Nigeria Ambassador to Spain
- Incumbent
- Assumed office 14 September 2026
- President: Bola Tinubu

9th Governor of Abia State
- In office 29 May 2015 – 29 May 2023
- Deputy: Ude Oko Chukwu
- Preceded by: Theodore Orji
- Succeeded by: Alex Otti

1st Deputy General Manager of Abia State Environmental Protection Agency
- In office 5 May 2013 – 10 October 2014

General Manager of the Abia State Passenger Integrated Manifest Scheme ASPIMS
- In office March 2011 – 5 May 2013

Chairman of the Governing Council of Abia State College of Health Technology
- In office June 2010 – 29 May 2011

General Manager of Abia State Passenger Integrated Manifest Scheme ASPIMS
- In office 2007–2009

Chairman of Obingwa Local Government Area
- In office 2002–2003

Personal details
- Born: 18 October 1964 (age 61) Abia State, Nigeria
- Party: People's Democratic Party (2002-2006, 2010–present) Progressive Peoples Alliance (2006–2010)
- Spouse(s): Nkechi Ikpeazu, (nee Nwakanma)
- Children: 4

= Okezie Ikpeazu =

Nigerian politician

Okezie Victor Ikpeazu (born 18 October 1964) is a Nigerian politician and former Governor of Abia State, who was in office from 29 May 2015 to 29 May 2023. He was elected on the platform of the Peoples Democratic Party. He was re-elected as the Governor of Abia state at the 9 March 2019 gubernatorial election.
He ran for election at the 2023 Senatorial election for Abia South Senatorial District but came a distant third behind incumbent Senator Enyinnaya Abaribe of All Progressive Grand Alliance and a political newbie Chinedu Onyeizu of the Labour Party.

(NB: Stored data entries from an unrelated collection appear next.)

PR #375, opened 2025-12-01
feat(iac): add queue approxiate age of oldest message alarm

whutchinson98:
## Summary

This PR updates our iac to add in a metric alarm for `ApproximateAgeOfOldestMessage` to queues that don't already have this alarm.

### DIFF
--- a/infra/packages/resources/src/index.ts
+++ b/infra/packages/resources/src/index.ts
@@ -14,11 +14,10 @@ export {
 export { createImage } from './resources/image';
 export { serviceLoadBalancer } from './resources/load_balancer';
 export { Queue } from './resources/queue';
+export { QueueAlarms } from './resources/queue_alarms';
 export { Database } from './resources/rds';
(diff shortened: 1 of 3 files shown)


infra/stacks/search-text-extractor-queue/index.ts
```diff
@@ -53,5 +53,22 @@ const queue = new aws.sqs.Queue(
   { dependsOn: [dlq] }
 );
 
+// alarm for monitoring ApproximateAgeOfOldestMessage
+new aws.cloudwatch.MetricAlarm('approximate-age-of-oldest-message-alarm', {
```
seanaye: This block is repeated all over the place, could we DRY this up so that the configs dont stray from each other

whutchinson98: Well tbh we should actually use the queue resource for all queues, but since that isn't possible due to down time you are right.

PR #385, opened 2025-12-01
fix: sender field for soup emails falls back to email address

peterchinman:


gbirman (changes requested):
should we just keep the full email?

==Early life and professional career==
Okezie was born on 18 October 1964, to the family of late Pa Ishmael and Deaconess Bessie Ikpeazu of Umuebere in Umuobiakwa village, Isialaukwu, Mbato Autonomous Community in Obingwa Local Government Area of Abia State, Nigeria. Ikpeazu attended Amaise Central Primary School, Umuobiakwa. In 1973, while in primary five, he gained admission into Eziama High School, Aba and later moved to Ihie High School, Isiala Ngwa where he took his School certificate examination in 1979. In 1980, at the age of 16, he gained admission into the University of Maiduguri to study Clinical Biochemistry and graduated with a B.Sc. (Hons.) Second Class Upper Division in August 1984.

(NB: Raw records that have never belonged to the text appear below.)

PR #390, opened 2025-12-01
feat(email-service): Retry queue for webhook pubsub processing

evanhutnik:
## Summary

Adding separate retry queue for gmail inbox update pubsub processing.
### Problem
When users perform bulk operations (e.g., archiving 10,000 emails), we have to make separate calls to the Gmail API for each message being updated, which results in us hitting the rate limit quota for the user, in turn causing webhook processing to repeatedly retry. This creates a backlog that delays inbox updates for **all users**, not just the one performing the bulk operation, as all of these messages were being processed by the same workers.

### Solution
Implement a two-tier webhook processing system:

- **Primary queue**: Processes normal webhook operations. When rate-limited, offloads the operation to the retry queue and moves on.
- **Retry queue**: Handles rate-limited operations separately with its own worker pool, allowing the primary queue to maintain low latency.

This architecture prevents head-of-line blocking—the primary queue continues processing fresh updates for all users while rate-limited operations are handled independently.

### Changes
- Rate-limited operations in the primary worker are enqueued to a new SQS retry queue and marked as processed
- A separate pool of retry workers consumes from this queue
- Retry workers treat rate limits as retryable errors (with high `maxReceiveCount` to improve chance it doesn't dlq)
- Added `check_gmail_rate_limit_webhook()` helper to deduplicate rate limit handling logic

### Testing
Verified in dev environment:
- Primary queue continues processing during bulk operations
- Rate-limited operations successfully migrate to retry queue
- Retry workers properly handle backoff and eventual success

### DIFF
--- a/rust/cloud-storage/email_service/src/main.rs
+++ b/rust/cloud-storage/email_service/src/main.rs
@@ -56,7 +56,7 @@ async fn main() -> anyhow::Result<()> {
 
     // limiting to max of 400 connections (25% of macrodb total) in prod. (10 service + 30 backfill) * 10 pod max
     let (min_connections, max_connections): (u32, u32) = match config.environment {
-        Environment::Production => (3, 10),
+        Environment::Production => (3, 30),
         Environment::Develop => (1, 10),
         Environment::Local => (1, 10),
     };


rust/cloud-storage/email_service/src/main.rs
```diff
@@ -222,6 +235,41 @@ async fn main() -> anyhow::Result<()> {
...
+            .await;
+        });
+    }
+    tracing::info!(
+        num_workers = config.webhook_queue_workers,
+        "webhook workers started"
+    );
+
+    // separate queue for retries to avoid backups for large inbox updates that hit gmail api rate limit
+    for worker in webhook_retry_workers {
```
whutchinson98, line 249: I think it's time to move out the workers into their own container that runs isolated from email service.

whutchinson98: please make a ticket for that and implement when you have the bandwidth, medium priority

rust/cloud-storage/sqs_client/src/gmail.rs
```diff
@@ -18,6 +23,21 @@ impl SQS {
...
+        &self,
+        message: WebhookPubsubMessage,
+    ) -> anyhow::Result<()> {
+        if let Some(gmail_webhook_retry_queue) = &self.gmail_webhook_retry_queue {
+            return enqueue_webhook_notification(&self.inner, gmail_webhook_retry_queue, message)
+                .await;
+        }
+        Err(anyhow::anyhow!(
+            "gmail_webhook_retry_queue is not configured"
+        ))
```
whutchinson98: Prefer `anyhow::bail!` here

rust/cloud-storage/email_service/src/main.rs
evanhutnik: agreed, will do

evanhutnik: https://linear.app/macro-eng/issue/EMA-46/move-email-workers-out-of-service-pods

From August 1984 to August 1985, he served as a Clinical Biochemist in the Medical Laboratory of the Rivers State University of Science and Technology, Port Harcourt for his National Youth Service. Okezie Ikpeazu returned to the University of Maiduguri for an M.Sc. Degree in Biochemical Toxicology and graduated in 1990. In 1994, at the age of 30, he obtained a Doctorate Degree, Ph.D. in Biochemical Pharmacology from the University of Calabar.

Before joining politics, Okezie Ikpeazu had been a lecturer in several Nigerian educational institutions.

==Political career==
On 31 December 2015, a Court of Appeal sitting in Owerri sacked Ikpeazu as Governor and declared Alex Otti as the winner of the 2015 gubernatorial election held on 11 and 25 April 2015. On 27 June 2016, Justice Okon Abang of the Federal High Court,  Abuja ordered Ikpeazu to vacate his office as governor upon allegations of false information and forgery of documents prior to the 2015 gubernatorial election. The suit was however dismissed by a Federal High Court in Owerri. Okezie Ikpeazu ran for a second term under his party, PDP and emerged the winner of the election, hereby welcoming his second term as Governor of Abia State.

Ikpeazu was appointed as Nigeria's ambassador to Spain and resumed office on 14 September 2026.

==Contracts corruption allegations ==
In November 2020, the Peoples Gazette released a report reviewing Abia State financial records from 2016 and 2017. The records showed a suspicious amount of government funds having been wired to associates of Ikpeazu and their companies, including an estimated ₦3.4 billion to three companies owned by Enyinnaya Nwafor and ₦412 million in contracts to a company owned by Innocent Adiele.

==Personal life==
Ikpeazu is a member of the Seventh-day Adventist Church and has four children with his wife.